Ultimately, PPC campaigns can be extremely successful, but one of the keys to success is avoiding common pitfalls. In fact, according to research from Moz, companies can increase their revenue by up to 70 percent simply by fixing basic mistakes. Some of the most regularly observed mistakes are explored below.
Lack of Mobile Optimisation
In today's world, more Google searches originate from a mobile phone than from a PC, so if you still haven't optimised your PPC campaign to include a strong mobile element, you really are missing out. Make sure you are running mobile-preferred ads and if your business takes calls, enable a call extension. Research from Google and Ipos shows that 70 percent of smartphone users have connected with a business by calling directly from a Google results page, and almost half admit they are likely to explore other brands if that option does not exist.
Poor Landing Page Decisions
One of the most costly mistakes related to landing pages is simply having a poor quality page, which fails to produce or track conversions. According to Marketing Charts, most SMB landing pages have no conversion tracking installed, meaning the business has no way of telling if their landing page is even working. Moreover, many companies make the mistake of linking to their home page, even if it doesn't match the ad. Think about it from a customer's perspective and if it makes more sense to link directly to a product page, do it.

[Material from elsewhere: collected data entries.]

PR #2802, opened 2019-08-09
Feat: Added localization support to create-hint package.

jaspreet57:
## Pull request checklist

Make sure you:

Added localization support to `create-hint` package.
Now if new hint is create in main repo (is official), it will have all necessary `i18n` scripts and files.

* `meta` will have `getDescription` and `getName` method
* `_locale` folder will get created with hint `description` and `name` for `en` language.

### DIFF
--- a/packages/create-hint/src/templates/locales-messages.json.hbs
+++ b/packages/create-hint/src/templates/locales-messages.json.hbs
@@ -1,0 +1,16 @@
+{
+    {{#each hints}}
+    "{{#if ../isMulti}}{{toCamelCase normalizedName}}_{{/if}}description": {
+        "description": "Metadata description",
+        "message": "{{description}}"
+    },
+    "{{#if ../isMulti}}{{toCamelCase normalizedName}}_{{/if}}name": {
+        "description": "Metadata name",
+        "message": "{{normalizedName}}"
+    },
+    {{/each}}
+    "reportMessage": {
+        "description": "Metadata reportMessage",
+        "message": "Add localized error message here."
+    }
+}
--- a/packages/create-hint/src/templates/meta.ts.hbs
+++ b/packages/create-hint/src/templates/meta.ts.hbs
@@ -1,13 +1,35 @@
 import { Category } from 'hint/dist/src/lib/enums/category';
 import { HintScope } from 'hint/dist/src/lib/enums/hint-scope';
 import { HintMetadata } from 'hint/dist/src/lib/types';
+{{#if packageData.official}}
+
+import { getMessage } from './i18n.import';{{/if}}
 
 const meta: HintMetadata = {
     docs: {
-        category: Category.{{category}},
-        description: `{{description}}`
+        category: Category.{{hint.category}},{{#if packageData.official}}
+        description: getMessage('{{#if packageData.isMulti}}{{toCamelCase hint.normalizedName}}_{{/if}}description', 'en'),
+        name: getMessage('{{#if packageData.isMulti}}{{toCamelCase hint.normalizedName}}_{{/if}}name', 'en'){{else}}
+        description: `{{hint.description}}`,
+        name: `{{hint.normalizedName}}`{{/if}}
+    },{{#if packageData.official}}
+    /* istanbul ignore next */
+    getDescription(language: string) {
+        return getMessage('{{#if packageData.isMulti}}{{toCamelCase hint.normalizedName}}_{{/if}}description', language);
     },
-    id: '{{#if parentName}}{{parentName}}/{{/if}}{{normalizedName}}',
+    /* istanbul ignore next */
+    getName(language: string) {
+        return getMessage('{{#if packageData.isMulti}}{{toCamelCase hint.normalizedName}}_{{/if}}name', language);
+    },{{else}}
+    /* istanbul ignore next */
+    getDescription(language: string) {
+        return `{{hint.description}}`;
+    },
+    /* istanbul ignore next */
+    getName(language: string) {
+        return `{{hint.normalizedName}}`;
+    },{{/if}}
+    id: '{{#if hint.parentName}}{{hint.parentName}}/{{/if}}{{hint.normalizedName}}',
     schema: [
         /*
          * If you want to allow the user to configure your hint
@@ -15,7 +37,7 @@ const meta: HintMetadata = {
          * https://webhint.io/docs/contributor-guide/hints/#themetaproperty
          */
     ],
-    scope: HintScope.{{scope}}
+    scope: HintScope.{{hint.scope}}
 };
 
 export default meta;
--- a/packages/create-hint/src/templates/partial-event-code.hbs
+++ b/packages/create-hint/src/templates/partial-event-code.hbs
@@ -1,6 +1,6 @@
 const { resource } = {{event}};
 
-debug(`Validating hint {{name}}`);
+debug(`Validating hint {{hint.name}}`);
 
 /*
  * This is where all the magic happens. Any errors found should be
@@ -12,5 +12,9 @@ debug(`Validating hint {{name}}`);
  */
 
 if (Math.ceil(Math.random()) === 0) {
+    {{#if packageData.official}}
+    context.report(resource, getMessage('reportMessage', context.language));
+    {{else}}
     context.report(resource, 'Add error message here.');
+    {{/if}}
 }
--- a/packages/hint/docs/contributor-guide/guides/create-custom-hint.md
+++ b/packages/hint/docs/contributor-guide/guides/create-custom-hint.md
@@ -24,9 +24,16 @@ a resource file.
 The recommended way to create a new hint is to use `npm create hint` from
 the CLI.
 
-**Note for core hints**: If you are creating a hint for the main repo you should
-use the same command from the `packages` folder. The generated files will be
-slighthly different (references and task will change a bit).
+>**Note for core hints**: If you are creating a hint for the main repo you should
+>follow the below steps:
+>
+>* Make sure to run `yarn` and `yarn build` in root directory.
+>* Then go to `create-hint` package ( `cd packages/create-hint` ).
+>* Make executable release. run `yarn webpack`.
+>* Now run `npm create hint` from `packages` folder.
+>
+>The generated files will be
+>slightly different (references and task will change a bit).
 
 At this point, a wizard will ask a series of questions relevant to the new hint,
 including the name, description, category, etc. In particular, you will be asked
--- a/packages/create-hint/src/create-hint.ts
+++ b/packages/create-hint/src/create-hint.ts
@@ -385,7 +385,11 @@ const generateHintFiles = async (destination: string, data: HintPackage) => {
     }
 
     for (const hint of data.hints) {
-        const [hintContent, testContent, metaContent] = await Promise.all([compileTemplate(hintFile.path, hint), compileTemplate(testFile.path, hint), compileTemplate(metaFile.path, hint)]);
+        const [hintContent, testContent, metaContent] = await Promise.all([
+            compileTemplate(hintFile.path, { hint, packageData: data }),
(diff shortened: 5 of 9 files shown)


packages/hint/docs/contributor-guide/guides/create-custom-hint.md
```diff
@@ -24,9 +24,15 @@ a resource file.
...
-slighthly different (references and task will change a bit).
+>**Note for core hints**: If you are creating a hint for the main repo you should
+>follow the below steps:
+>
+>* Make sure to run `yarn` and `yarn build` in root directory.
+>* Then go to `create-hint` package ( `cd packages/create-hint` ).
+>* Make executable release. run `yarn webpack`.
+>* Now run `npm create hint` from `packages` folder.
+>
+>The generated files will be slighthly different (references and task will change a bit).
```
antross: The length of this line is causing the PR to fail during markdown linting in CI. Just need to wrap it to reduce the length below 80 characters.

jaspreet57: Oh ok. Thanks. I am fixing it.

packages/create-hint/src/templates/meta.ts.hbs
```diff
@@ -1,21 +1,43 @@
...
+import { getMessage } from './i18n.import';{{/if}}
 
 const meta: HintMetadata = {
     docs: {
-        category: Category.{{category}},
-        description: `{{description}}`
+        category: Category.{{hint.category}},{{#if packageData.official}}
+        description: getMessage('{{#if packageData.isMulti}}{{hint.normalizedName}}_{{/if}}description', 'en'),
+        name: getMessage('{{#if packageData.isMulti}}{{hint.normalizedName}}_{{/if}}name', 'en'){{else}}
+        description: `{{hint.description}}`,
```
sarvaje: any reason to use ` instead of '?

jaspreet57: Not any specific reason. We can remove this one.

jaspreet57: It was already there earlier, So I just left it as it is. But I think, it should not have any role here.

sarvaje: I was just curious. The only thing is that we should escape the character used (I don't know if we are already doing that or not)

packages/create-hint/src/templates/locales-messages.json.hbs
```diff
@@ -0,0 +1,12 @@
+{
+    {{#each hints}}
+    "{{#if ../isMulti}}{{normalizedName}}_{{/if}}description": {
```
sarvaje: We are not using the `normalizedName` here. We are using the `camelcase`, I think we already have a helper for that "toCamelCase"

packages/create-hint/src/templates/meta.ts.hbs
```diff
@@ -1,21 +1,43 @@
...
+{{#if packageData.official}}
+
+import { getMessage } from './i18n.import';{{/if}}
 
 const meta: HintMetadata = {
     docs: {
-        category: Category.{{category}},
-        description: `{{description}}`
+        category: Category.{{hint.category}},{{#if packageData.official}}
+        description: getMessage('{{#if packageData.isMulti}}{{hint.normalizedName}}_{{/if}}description', 'en'),
```
sarvaje: Same as before, it is not `normalizedName`. There are more places where you need to change it.

packages/hint/docs/contributor-guide/guides/create-custom-hint.md
jaspreet57: done

packages/create-hint/src/templates/meta.ts.hbs
jaspreet57: Hmm right. Checking now if we are escaping or not. However backtick should be still safe to use in such cases.

packages/create-hint/src/templates/locales-messages.json.hbs
sarvaje: You can see an example here: https://github.com/webhintio/hint/blob/master/packages/hint-typescript-config/src/_locales/en/messages.json

packages/create-hint/src/templates/meta.ts.hbs
jaspreet57: we are doing `escape` while creating `NewHint`
```
this.description = escapeSafeString(hintData.description);
```

Should I keep single-quote?

sarvaje: nah, it is ok.

packages/create-hint/src/templates/locales-messages.json.hbs
jaspreet57: Yes right. good catch. Thanks. I didn't see for that long names.

So should I use `toCamelCase` helper on `normalizedName` or any other name?

jaspreet57: I got it. It is helper registered there...

packages/create-hint/src/templates/locales-messages.json.hbs
```diff
@@ -0,0 +1,12 @@
+{
+    {{#each hints}}
+    "{{#if ../isMulti}}{{toCamelCase normalizedName}}_{{/if}}description": {
+        "description": "Metadata description",
+        "message": "{{description}}"
+    },
+    "{{#if ../isMulti}}{{toCamelCase normalizedName}}_{{/if}}name": {
+        "description": "Metadata name",
+        "message": "{{normalizedName}}"
```
jaspreet57: @sarvaje key name is in `camelCase`. But actual name value seems to be `space` delimited with first char capital. Right?
Do we have helper for that in utils? For me it seems like `normalize-string-with-delimiter` will work... But should I create one for same?

sarvaje: can you give me an example?

jaspreet57: Like in `hint-axe` locale file...
https://github.com/webhintio/hint/blob/master/packages/hint-axe/src/_locales/en/messages.json

see `nameRoleValue_name` > `message` value
```
"nameRoleValue_name": {
        "description": "Metadata name",
        "message": "Name role value"
 },
```

I just see similar pattern in many hints though it is just a value, user can configure it.
I was asking for default value when hint gets created.

sarvaje: Ahhh, yes, the actual name is like you said. I was talking only about the key. Sorry for the misunderstanding

jaspreet57: ok that is fine. So my changes are done. Please have a review once.

packages/hint/docs/contributor-guide/guides/create-custom-hint.md
```diff
@@ -32,7 +32,8 @@ the CLI.
 >* Make executable release. run `yarn webpack`.
 >* Now run `npm create hint` from `packages` folder.
 >
->The generated files will be slighthly different (references and task will change a bit).
+>The generated files will be
+>slightly different (references and task will change a bit).
```
antross: If you can, you may want to split this markdown fix into its own commit. 

Context: When we're ready to merge this I'd like to squash down to two commits - one for everything under `packages/create-hint` with the `New:` label and another for the doc updates under `packages/hint` with the `Docs:` label. This will help our release script bump versions appropriately.

jaspreet57: Ahh yes right. Let me do this.

antross:
@sarvaje Do you recall the intent behind the `templates` versus `shared-templates` folders? Perhaps I'm missing something, but I don't see a logical separation between how the two are being used.

packages/hint/docs/contributor-guide/guides/create-custom-hint.md
jaspreet57: @antross I have re-based this PR to 2 commits. One is for docs and another one for updates.

jaspreet57:
> Current changes look good 
> 
> One new request: I noticed we don't currently emit a `context.report` example in the generated `hint.ts`. I think that'd be good to add as part of this PR so we can show how it should be localized when generating an official hint. We should also include the string for that message in the generated `_locales/en/messages.json` file in that case.

Good Idea :)... I will add that..

molant:
Before breaking everything into packages the create- tasks shared some templates.
To speed up the process we decided to copy paste the folder instead of finding something else.

That's the history behind. It should be safe to merge both folders even though there will still be some duplication among the create packages.

Maybe a "good first issue"?

packages/hint/docs/contributor-guide/guides/create-custom-hint.md
antross: Thanks! One minor tweak, let's use `New:` instead of `Chore:` for the commit with the functionality updates. We're adding support for localization of official hints to `create-hint` so I'd consider it a new feature.

jaspreet57:
> > Current changes look good
> > One new request: I noticed we don't currently emit a `context.report` example in the generated `hint.ts`. I think that'd be good to add as part of this PR so we can show how it should be localized when generating an official hint. We should also include the string for that message in the generated `_locales/en/messages.json` file in that case.
> 
> Good Idea :)... I will add that..

@antross Added i18n support in `hint.ts` code also for official packages. `context.report` is now using `getMessage` of `./i18n-imports`.
I just had to pass `{ hint, packageData }` to `hint.ts.hbs` template to differentiate between hint and root data.

And `New` tag also added to feat commits :)

packages/create-hint/src/templates/locales-messages.json.hbs
```diff
@@ -0,0 +1,16 @@
...
+    },
+    "{{#if ../isMulti}}{{toCamelCase normalizedName}}_{{/if}}reportMessage": {
```
antross: Other than `name` and `description`, we don't generally prefix messages in `messages.json`, even for multi-hints. The name and description metadata is an exception because we need those names to follow a well-defined format so we can use them when generating documentation.
```suggestion
    "reportMessage": {
```

packages/create-hint/src/templates/partial-event-code.hbs
```diff
@@ -12,5 +12,9 @@ debug(`Validating hint {{name}}`);
  */
 
 if (Math.ceil(Math.random()) === 0) {
+    {{#if packageData.official}}
+    context.report(resource, getMessage('{{#if packageData.isMulti}}{{toCamelCase hint.normalizedName}}_{{/if}}reportMessage', context.language));
```
antross:
```suggestion
    context.report(resource, getMessage('reportMessage', context.language));
```

packages/create-hint/src/templates/locales-messages.json.hbs
jaspreet57: @antross  that is right if user create new messages in locales file himself. But here I am auto-generating, and for demo purpose, I am keeping name of key as `reportMessage`. Now what should I do for multiple hints here? Key name has to be prefixed with something.

jaspreet57: Or should I just add only one message as `reportMessage` and use it in all hints of multi hint package

antross: Good point. I like your suggestion of using a common message in this case. Otherwise I'm concerned new users would think they have to prefix all messages.

jaspreet57: Thanks @antross. And I have made the change. Please review last commit.

jaspreet57:
> Looks good.
> 
> Can you squash this back down to two commits? Then I'll go ahead and merge. Thanks!

Rebased and squashed. And had fun :)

Allowing Negative Searches
Negative searches can include words like "free" and "trial". Essentially, these are searches carried out by people who do not want to pay for your products or services, so these users shouldn't be targeted. Google AdWords allows you to add negative keywords to your PPC campaign, which then stops your ad from being displayed to people using these words in their search, meaning you do not pay for their visits. An experienced SEO marketing agency will ensure that the inclusion of well researched negative keyword lists are automatically added to relevant ad groups to ensure that your budget is not wasted on the wrong audiences. This tool is a must if you are managing your own pay per click campaigns.
Too Much Emphasis on #1 Spot
Last but not least, too many PPC campaigns place too strong a focus on earning the #1 spot on paid campaigns. Ranking high is usually a positive, as it increases visibility, but the #1 spot often requires significant expenditure, especially when the keywords involved are broad. In many cases, the required expenditure is so great that it negates the additional income, producing a poor ROI. Research your chosen keywords and the investment needed and consider whether aiming for the #2 or #3 spot may ultimately be more beneficial to your business.